Выраженная таким образом мысль достаточно ясно обрисовывала значение процессуальной формы, её социальную роль. В один ряд поставлены две задачи: наказание виновного в преступлении и ограждение невиновного. Это, как говорится, две стороны одной медали, но при условии, что обрядовость судебных процедур направлена к установлению истины относительно обстоятельств совершённого преступления.

Например, в Своде законов Российской империи имелось достаточно статей, которые были проникнуты заботой об ограждении обвиняемого от необоснованных мер уголовной репрессии. Однако, идея свободной личности, личности как социального субъекта, не находила своего отражения в законодательстве того времени, которое тем не менее содержало нормы, направленные к защите обвиняемого. Лишь при подготовке судебных Уставов было сделана попытка взглянуть на личность как на самостоятельный субъект уголовно-процессуальных отношений. Тем не менее, идея опеки государства над гражданином оставалась доминирующей.

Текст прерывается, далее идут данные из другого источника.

PR #304, opened 2022-03-09
platform/api/equinixmetal: wipe disks before installing

jepio:
# platform/api/equinixmetal: wipe disks before installing

On EM disk names are not stable and may change across reboots. This is
generally not a problem, but since we started reusing machines, it is
much more likely that there will be a leftover flatcar installation on
one disk and we are now installing to the second. This messes with some
tests because partitions from both disks may be mixed up when mounting
by label. Fix this by wiping the partition tables from disks on
reinstallation.

This should resolve a flake we've seen with cl.ignition.oem.regular, and others where "expected /dev/sda found /dev/sdb" show up.

## How to use

## Testing done

### DIFF
--- a/platform/api/equinixmetal/api.go
+++ b/platform/api/equinixmetal/api.go
@@ -362,6 +362,7 @@ ExecStart=/usr/bin/curl --retry-delay 1 --retry 120 --retry-connrefused --retry-
 # We don't verify signatures because the iPXE script isn't verified either
 # (and, in fact, is transferred over HTTP)
 
+ExecStartPre=-/bin/bash -c 'shopt -s nullglob; for disk in /dev/*da? /dev/nvme?n1; do wipefs --all --force ${disk}; done'
 ExecStart=/usr/bin/flatcar-install -s -f image.bin.bz2 %v /userdata
 
 ExecStart=/usr/bin/systemctl --no-block isolate reboot.target


platform/api/equinixmetal/api.go
```diff
@@ -362,6 +362,7 @@ ExecStart=/usr/bin/curl --retry-delay 1 --retry 120 --retry-connrefused --retry-
 # We don't verify signatures because the iPXE script isn't verified either
 # (and, in fact, is transferred over HTTP)
 
+ExecStartPre=-/bin/bash -c 'shopt -s nullglob; for disk in /dev/*da? /dev/nvme?n1; do echo wipefs -af ${disk}; done'
```
tormath1, line 365: Maybe, I'm missing something - but:
```suggestion
ExecStartPre=-/bin/bash -c 'shopt -s nullglob; for disk in /dev/*da? /dev/nvme?n1; do wipefs -af ${disk}; done'
```

tormath1, line 365: For this kind of command, we should take the habit to have long options instead of short ones:
```suggestion
ExecStartPre=-/bin/bash -c 'shopt -s nullglob; for disk in /dev/*da? /dev/nvme?n1; do echo wipefs --all --force ${disk}; done'
```

What do you think ? It helps for later reviewing - or if you're not familiar with the command. :)

tormath1: Yes I thought that was the main reason haha.

jepio:
Let's keep the commit around, in case we completely misread the situation.

platform/api/equinixmetal/api.go
```diff
@@ -362,6 +362,7 @@ ExecStart=/usr/bin/curl --retry-delay 1 --retry 120 --retry-connrefused --retry-
 # We don't verify signatures because the iPXE script isn't verified either
 # (and, in fact, is transferred over HTTP)
 
+ExecStartPre=-/bin/bash -c 'shopt -s nullglob; for disk in /dev/*da? /dev/nvme?n1; do wipefs --all --force ${disk}; done'
```
pothos, line 365: In case LVM volumes are left over, it also makes sense to run `lvchange -an /dev/mapper/*` before `flatcar-install`.

pothos: Also, it must be `$${disk}` or it will be substituted as argument for bash itself instead of being evaluated inside the shell

pothos: I'll file a PR

pothos: https://github.com/flatcar-linux/mantle/pull/305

Положение личности в уголовном судопроизводстве во многом является определяющим моментом в характеристике уголовно-процессуальной формы. Речь идёт не просто о комплексе прав, предоставленных личности, а в целом о механизме защиты личности от произвола и необоснованного ограничения личной свободы. Важное место в этом механизме занимает судебный контроль за следствием.

 Представление о личности как о субъекте прав, а не объекте заботы должностного лица, изменило российское процессуальное законодательство.

Величие судебной реформы второй половины XIX века состоит в том, что личность получила защиту в лице независимого суда, принципами деятельности которого стали несменяемость, гласность, участие народа в правосудии, состязание сторон перед судом, свобода в оценке доказательств при разрешении дела.

Несмотря на то, что последующие изменения в законодательстве в определённой мере допускали отступление от либеральных принципов, выраженных в Уставах, указанные начала предопределили будущее развитие уголовного судопроизводства в России. Сложился смешанный тип уголовного процесса, свойственный странам континентальной Европы.

Нельзя не отметить, что «на построении процессуальных форм уголовного судопроизводства в каждом отдельном государстве сказываются вместе с тем и его особенности. Речь идёт как о своеобразных чертах исторического развития уголовного процесса данного государства, так и в целом об особенностях условий исторического развития этого государства и его народа — развития его политических и  идеологических форм, культуры и т.п.»[2].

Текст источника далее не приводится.